◆ **Exercise requirements**:
Please set down all of the data below verbatim.
Source records: Begin
PR #4453, opened 2025-09-22
Add Coming Soon pages to Marketplace

kelly-thai:

- [ ] Test(s) added

### DIFF
--- a/packages/legend-application-marketplace/src/pages/DataAPIs/LegendMarketplaceDataAPIs.tsx
+++ b/packages/legend-application-marketplace/src/pages/DataAPIs/LegendMarketplaceDataAPIs.tsx
@@ -1,5 +1,5 @@
 /**
- * Copyright (c) 2020-present, Goldman Sachs
+ * Copyright (c) 2025-present, Goldman Sachs
  *
  * Licensed under the Apache License, Version 2.0 (the "License");
  * you may not use this file except in compliance with the License.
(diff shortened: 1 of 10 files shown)


packages/legend-application-marketplace/src/pages/DataAPIs/LegendMarketplaceDataAPIs.tsx
```diff
@@ -0,0 +1,78 @@
...
+    {
+      icon: <InsightsIcon />,
+      title: 'AI Insights',
+    },
+  ];
+
+  return (
+    <LegendMarketplacePage className="data-api-coming-soon">
+      <Container className="marketplace-lakehouse-search-results__search-container">
+        <LegendMarketplaceSearchBar
```
travisstebbins, line 62: Could we get confirmation that this is intentional? Seems like the other coming soon pages don't have a search box so I'm not sure why this one would need it.

packages/legend-application-marketplace/src/pages/VendorDetails/LegendMarketplaceVendorDetails.tsx
```diff
@@ -48,3 +59,49 @@ export const LegendMarketplaceVendorDetails =
       );
     }),
   );
+
+export const LegendMarketplaceVendorDataComingSoon = observer(() => {
```
travisstebbins, line 63: Do we need this page still? I don't think we have a vendor details page in our header anymore.

kelly-thai: This will show up when you click on the Terminals and Add Ons tab in the header, will rename to make that more apparent

PR #4507, opened 2025-09-30
Filter data products by UI env instead of explicit filters

travisstebbins:
## Summary

Filter data products by UI env instead of explicit filters
- Prod UI only shows prod data products
- Prod-parallel UI only shows prod-parallel data products (with a filter to enable showing dev data products)
- Lower environments show all data products

- [ ] Test(s) added


packages/legend-application-marketplace/src/stores/lakehouse/LegendMarketplaceSearchResultsStore.ts
```diff
@@ -182,40 +93,24 @@ export class LegendMarketplaceSearchResultsStore {
 
   get filterSortProducts(): BaseProductCardState[] | undefined {
```
MauricioUyaguari, line 123: For now, 

I think we still need to have the filter for Modeled Data Product until search is good to go (back and front end). 

In the Prod Relam I would have one filter to include Legacy Data Products or not (defaulted to off). 
In Prod-Parallel Relam I would have one filter to include dev data products (also default to off as more for our dev team to test stuff). 


To make it clear on the state, it may make sense to have another property on base store LegendMarketplaceBaseStore, maybe called MarktplaceBaseEnvState. 


Maybe something like 



```
// could 
class abtract MarktplaceBaseEnvState 
{
  // 'prod' 'prod-parallel' 
  key : string;

  abstract supportsLegacyDataProducts(): boolean;

  abstract supportsDevDataProducts(): boolean;

  astract filterDataProduct(classification: string): boolean;
} 

class ProdMarketplaceEnvState extends MarktplaceBaseEnvState
{

}

class ProdParllelMarketplaceEnvState extends MarktplaceBaseEnvState
{

}

```

Reason is i could see us adding mmore custom logic for prod parell and production in terms of UX and other filtering.

packages/legend-application-marketplace/src/stores/LegendMarketplaceBaseStore.ts
```diff
@@ -278,6 +281,14 @@ export class LegendMarketplaceBaseStore {
     this.showDemoModal = val;
   }
 
+  get isProdEnv(): boolean {
+    return this.applicationStore.config.env === 'prod';
```
MauricioUyaguari: should we use the `env` for this. 

woudl it be worth it to add a new property on the config. 

because if we want to deploy lets say `qa` with prod relam setting for testing, we would still want to do this right? 

this would be something like dataProductRelam?

travisstebbins: Good point. Made this a new config property.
Source records: End
◆ **Task output**:
PR #4453, opened 2025-09-22
Add Coming Soon pages to Marketplace

kelly-thai:

- [ ] Test(s) added

### DIFF
--- a/packages/legend-application-marketplace/src/pages/DataAPIs/LegendMarketplaceDataAPIs.tsx
+++ b/packages/legend-application-marketplace/src/pages/DataAPIs/LegendMarketplaceDataAPIs.tsx
@@ -1,5 +1,5 @@
 /**
- * Copyright (c) 2020-present, Goldman Sachs
+ * Copyright (c) 2025-present, Goldman Sachs
  *
  * Licensed under the Apache License, Version 2.0 (the "License");
  * you may not use this file except in compliance with the License.
(diff shortened: 1 of 10 files shown)


packages/legend-application-marketplace/src/pages/DataAPIs/LegendMarketplaceDataAPIs.tsx
```diff
@@ -0,0 +1,78 @@
...
+    {
+      icon: <InsightsIcon />,
+      title: 'AI Insights',
+    },
+  ];
+
+  return (
+    <LegendMarketplacePage className="data-api-coming-soon">
+      <Container className="marketplace-lakehouse-search-results__search-container">
+        <LegendMarketplaceSearchBar
```
travisstebbins, line 62: Could we get confirmation that this is intentional? Seems like the other coming soon pages don't have a search box so I'm not sure why this one would need it.

packages/legend-application-marketplace/src/pages/VendorDetails/LegendMarketplaceVendorDetails.tsx
```diff
@@ -48,3 +59,49 @@ export const LegendMarketplaceVendorDetails =
       );
     }),
   );
+
+export const LegendMarketplaceVendorDataComingSoon = observer(() => {
```
travisstebbins, line 63: Do we need this page still? I don't think we have a vendor details page in our header anymore.

kelly-thai: This will show up when you click on the Terminals and Add Ons tab in the header, will rename to make that more apparent

PR #4507, opened 2025-09-30
Filter data products by UI env instead of explicit filters

travisstebbins:
## Summary

Filter data products by UI env instead of explicit filters
- Prod UI only shows prod data products
- Prod-parallel UI only shows prod-parallel data products (with a filter to enable showing dev data products)
- Lower environments show all data products

- [ ] Test(s) added


packages/legend-application-marketplace/src/stores/lakehouse/LegendMarketplaceSearchResultsStore.ts
```diff
@@ -182,40 +93,24 @@ export class LegendMarketplaceSearchResultsStore {
 
   get filterSortProducts(): BaseProductCardState[] | undefined {
```
MauricioUyaguari, line 123: For now, 

I think we still need to have the filter for Modeled Data Product until search is good to go (back and front end). 

In the Prod Relam I would have one filter to include Legacy Data Products or not (defaulted to off). 
In Prod-Parallel Relam I would have one filter to include dev data products (also default to off as more for our dev team to test stuff). 


To make it clear on the state, it may make sense to have another property on base store LegendMarketplaceBaseStore, maybe called MarktplaceBaseEnvState. 


Maybe something like 



```
// could 
class abtract MarktplaceBaseEnvState 
{
  // 'prod' 'prod-parallel' 
  key : string;

  abstract supportsLegacyDataProducts(): boolean;

  abstract supportsDevDataProducts(): boolean;

  astract filterDataProduct(classification: string): boolean;
} 

class ProdMarketplaceEnvState extends MarktplaceBaseEnvState
{

}

class ProdParllelMarketplaceEnvState extends MarktplaceBaseEnvState
{

}

```

Reason is i could see us adding mmore custom logic for prod parell and production in terms of UX and other filtering.

packages/legend-application-marketplace/src/stores/LegendMarketplaceBaseStore.ts
```diff
@@ -278,6 +281,14 @@ export class LegendMarketplaceBaseStore {
     this.showDemoModal = val;
   }
 
+  get isProdEnv(): boolean {
+    return this.applicationStore.config.env === 'prod';
```
MauricioUyaguari: should we use the `env` for this. 

woudl it be worth it to add a new property on the config. 

because if we want to deploy lets say `qa` with prod relam setting for testing, we would still want to do this right? 

this would be something like dataProductRelam?

travisstebbins: Good point. Made this a new config property.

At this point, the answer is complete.